No mês de junho registaram-se sete incidentes a envolver o cruzamento de drones com aviões, o que tem levantado várias questões relativamente ao regulamento de utilização destes equipamentos. O entrevistado do Vozes ao Minuto de hoje é Gonçalo Antunes Matias, presidente da Associação Portuguesa de Aeronaves Não Tripuladas (APANT).

"Se a ANAC proibir drones, não acredito que as operações ilícitas parem"
Notícias ao Minuto

09:00 - 30/06/17 por Pedro Bastos Reis

País Gonçalo Matias

Desde o início deste ano, há registo de 11 incidentes de drones que se cruzaram com aviões. Só em junho, são sete os casos registados. O regulamento da Autoridade Nacional de Aviação Civil (ANAC) proíbe o voo de aeronaves não tripuladas a mais de 120 metros de altura, bem como em áreas próximas de aeroportos.

No entanto, há registo de drones que se cruzaram com aviões a 500 ou a 900 metros de altitude. Em alguns casos, os pilotos tiveram mesmo de fazer manobras para evitarem colidir com estes equipamentos

No dia em que o presidente da Autoridade Nacional de Aviação Civil vai ser ouvido no Parlamento devido aos incidentes das últimas semanas, o Notícias ao Minuto esteve à conversa com Gonçalo Antunes Matias, presidente da Associação Portuguesa de Aeronaves Não Tripuladas (APANT), uma associação sem fins lucrativos que tem como objetivo promover, a nível nacional e internacional, todas as atividades relacionadas com drones.
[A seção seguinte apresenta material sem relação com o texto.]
PR #4259, opened 2018-04-05
Fix a typo that caused unnecessary cache invalidation

smarter:


smarter:
test performance please

smarter:
retest performance please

Gonçalo Antunes Matias afirma que quando um drone se cruza com um avião perto de um aeroporto estão em causa "crimes" e que, nesse sentido, "são necessárias ações de fiscalização", bem como identificar os prevaricadores. 

O presidente da APANT alerta para a importância do registo das aeronaves não tripuladas, mas realça que as alterações ao regulamento em vigor, apesar de fundamentais, necessitam de ser bem ponderadas e deixa um alerta: É necessário "ter muito cuidado com as restrições ao setor".

A utilização de drones em Portugal tem aumentado significativamente nos últimos tempos. A que se deve este aumento?

Deve-se, por um lado, por as aeronaves não tripuladas estarem mais acessíveis, serem mais baratas e estarem em mais lojas e, por outro, por serem mais fáceis de pilotar. Está a tornar-se uma ferramenta recreativa para voos de lazer mas também uma ferramenta de trabalho. Temos muitas empresas em Portugal, hoje em dia, que utilizam esta ferramenta.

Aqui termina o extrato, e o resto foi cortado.